I'm told one way forward is to promote breeding and see if that will help outstrip the mites / disease.

I assume this is by feeding. What's the best feed / sugar ratio for this?

The hive has two 8 frame boxes with 7 or 8 frames if honey already.
 

Mummzie

Staff member
Gold
1,053
940
Tasman
Experience
Hobbyist
Your description matches DWV.
To out breed the mites, you would have to be giving a stimulation feed of 1:1- and this is normally done in spring.

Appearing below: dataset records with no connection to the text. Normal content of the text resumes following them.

PR #387, opened 2025-04-30
test: unit test to document validation behavior of parameters

Emyrk:
Locking in the behavior of validations before I change things. My goal is to move all validation logic into this provider. At present, some of it is done in `coder/coder`.

If you see https://github.com/coder/terraform-provider-coder/pull/381, adding more strict validation would be a regression in behavior. So I might have to add 2 validation modes so that template import can still be done with relaxed valiation.

Regardless, this test will help illustrate what I change when I add stricter validation.

I confirmed this test passes on a commit 3 weeks ago, before any of my refactors.

Some things we should probably fix or document:
- The default value can be invalid if an input value is valid. So the default is not checked.
- The value input does not need to be in the optionset, this is enforced in `coder/coder`

**NOTE:** Monotonic is not yet checked, it should be added into the terraform


provider/parameter_test.go
```diff
@@ -686,6 +687,259 @@ data "coder_parameter" "region" {
...
+func TestParameterValidationEnforcement(t *testing.T) {
+	// Some interesting observations:
+	// - Validation logic does not apply to the value of 'options'
+	//	- [NumDefInvOpt] So an invalid option can be present and selected, but would fail
+	// - Validation logic does not apply to the default if a value is given
+	//	- [NumIns/DefInv] So the default can be invalid if an input value is valid.
+	//	  The value is therefore not really optional, but it is marked as such.
+	// - [NumInsNotOptsVal | NumsInsNotOpts] values do not need to be in the option set?
+
+	table := strings.TrimSpace(`
```
johnstcn, line 707: This table is a bit over the upper limit of what I'd consider "comfortable" to read inline. Might be better extracted to its own file. Bonus: it becomes previewable in GH!

provider/parameter_test.go
```diff
@@ -686,6 +687,259 @@ data "coder_parameter" "region" {
...
+| Name                | Type          | Input Value | Default | Options           | Validation | -> | Output Value | Optional | Error        |
+|---------------------|---------------|-------------|---------|-------------------|------------|----|--------------|----------|--------------|
+|                     | Empty Vals    |             |         |                   |            |    |              |          |              |
+| Emty                | string,number |             |         |                   |            |    | ""           | false    |              |
```
johnstcn, line 711: typo: Empty

provider/parameter_test.go
```diff
@@ -686,6 +687,259 @@ data "coder_parameter" "region" {
...
+					Min:         0,
+					MinDisabled: true,
+					Max:         0,
+					MaxDisabled: true,
+					Monotonic:   "",
+					Regex:       columns[5],
+					Error:       "regex error",
+				}
+			}
+		}
```
johnstcn, line 831: suggestion: Extract this to a `testutil` package maybe?

johnstcn (approved):
Some comments below, but these are optional for a new unit test.

PR #298, opened 2021-02-07
feat: Add test for _mm_div_ss

HowJMay:


HowJMay:
@jserv @marktwtn I have implemented a new validation function which validate the result by error. I think an error is more straightforward to validate two floating point result

tests/impl.cpp
```diff
@@ -1594,7 +1594,26 @@ result_t test_mm_div_ps(const SSE2NEONTestImpl &impl, uint32_t i)
...
+    float d1 = _a[1];
+    float d2 = _a[2];
+    float d3 = _a[3];
+
+    __m128 a = do_mm_load_ps(_a);
+    __m128 b = do_mm_load_ps(_b);
+    __m128 c = _mm_div_ss(a, b);
+
+#if defined(__arm__) && !defined(__aarch64__)
+    // The implementation of `_mm_div_ps()` on ARM 32bit doesn't use `DIV`
```
jserv, line 1610: Don't use  backticks (`) in comments. Instead, use typical quotes.

tests/common.cpp
```diff
@@ -318,6 +318,25 @@ result_t validateFloatEpsilon(__m128 a,
...
+                            float f1,
+                            float f2,
+                            float f3,
+                            float err)
+{
+    const float *t = (const float *) &a;
+    float df0 = fabsf((t[0] - f0) / f0);
+    float df1 = fabsf((t[1] - f1) / f1);
+    float df2 = fabsf((t[2] - f2) / f2);
+    float df3 = fabsf((t[3] - f3) / f3);
```
marktwtn, line 332: I wonder the purpose of the division.

marktwtn: I mean, I am not convinced by the description `I think an error is more straightforward`.
Could you give more detail or your thought of the validation?

HowJMay: I think the error of the two input is more representative than the difference of the two input, since the two input may be a relatively small number, in which case, a small difference would become relatively big, and the test can't pass in this situation.

marktwtn: In contrast, how about the situation when the two inputs are large number (float maximum: 3.4×10^38)?

HowJMay: I think we should use a proportional value which varies against the inputs numbers to validate the test result. Therefore, under the situation that the 2 inputs are large numbers, we still guarantee the accuracy of the result.
Instead, if using an absolute difference of validate the test result, than the accuracy would vary against the values of the input numbers which is inappropriate and make the result unpredictable.

marktwtn (approved):

PR #281, opened 2021-01-26
feat: Implement _mm_castsi128_pd

marktwtn:

PR #307, opened 2021-02-12
feat: Implement _mm_shuffle_pd

marktwtn:


sse2neon.h
```diff
@@ -2157,6 +2157,38 @@ FORCE_INLINE __m128i _mm_shuffle_epi8(__m128i a, __m128i b)
...
 
+// Shuffle double-precision (64-bit) floating-point elements using the control
+// in imm8, and store the results in dst.
+//
+//   dst[63:0] := (imm8[0] == 0) ? a[63:0] : a[127:64]
+//   dst[127:64] := (imm8[1] == 0) ? b[63:0] : b[127:64]
+//
+// https://software.intel.com/sites/landingpage/IntrinsicsGuide/#text=_mm_shuffle_pd
+#if defined(__aarch64__)
+#if __has_builtin(__builtin_shufflevector)
```
jserv, line 2168: If we are using `__builtin_shufflevector`, both Arm and Aarch64 can use the same implementation, right?

marktwtn: Not really.
`ARM` does not support data type `float64_t`.

However, the implementation of `ARM` can be applied on `AArch64`, too.

jserv: > However, the implementation of `ARM` can be applied on `AArch64`, too.

Did you mean that we can have single non-shufflevector implementation?

marktwtn: We can have single shufflevector and non-shufflevector implementation.
For example, we can have the following code only.
```c
#if __has_builtin(__builtin_shufflevector)
#define _mm_shuffle_pd(a, b, imm8)                                          \
    vreinterpretq_m128d_s64(__builtin_shufflevector(                        \
        vreinterpretq_s64_m128d(a), vreinterpretq_s64_m128d(b), imm8 & 0x1, \
        ((imm8 & 0x2) >> 1) + 2))
#else
#define _mm_shuffle_pd(a, b, imm8)                                     \
    _mm_castsi128_pd(_mm_set_epi64x(                                   \
        vgetq_lane_s64(vreinterpretq_s64_m128d(b), (imm8 & 0x2) >> 1), \
        vgetq_lane_s64(vreinterpretq_s64_m128d(a), imm8 & 0x1)))
#endif
```
It would have not problem on the `AArch64`.

jserv: The above looks great.

marktwtn: I wonder whether we should use the same implementation or use the more suitable one?
For example, we have previous advise like [this](https://github.com/DLTcollab/sse2neon/pull/281/files#r564356730).

jserv: Let's follow KISS, which an acronym for keep it simple and stupid, design principle.

PR #311, opened 2021-02-14
Fix warnings about redefinition, uninitialized variables and unknown pragmas

brechtvl:
For embree/embree#316 and Blender integration to build without warnings.


jserv:
Thank @brechtvl for the great work! Look forward to Arm support of embree and Blender.

PR #317, opened 2021-02-19
feat: Implement _mm_cvtepi32_pd

marktwtn:


tests/impl.cpp
```diff
@@ -3497,7 +3497,15 @@ result_t test_mm_comineq_sd(const SSE2NEONTestImpl &impl, uint32_t i)
 
 result_t test_mm_cvtepi32_pd(const SSE2NEONTestImpl &impl, uint32_t i)
 {
-    return TEST_UNIMPL;
+    const int32_t *_a = impl.mTestIntPointer1;
+    __m128i a = do_mm_load_ps(_a);
+    double trun[2];
+    for (uint32_t i = 0; i < 2; i++) {
```
jserv, line 3503: It is not worthy to use loop here. Instead, you can initialize `turn` with values.
```c
double turn[] = {(double) _a[0], (double) _a[1]};
```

To feed a thin syrup at this time of the year, when bees are naturally reducing brood rearing and are storing food, increases the moisture content in the hive due to evaporation.
The virus remains in the hive after the varoa load has been reduced.
Have you done an alcohol wash to establish your varroa load? Distasteful though it is- a properly done wash of the bees is the only way to get a full assessment of your varroa load.
 

Alastair

Founder Member
Platinum
7,988
9,191
Auckland
Experience
Semi Commercial
If the hive is still alive 4-5 weeks after you placed the strips (provided they were placed properly ie middle of the brood), the hive will be starting to turn around and will make it.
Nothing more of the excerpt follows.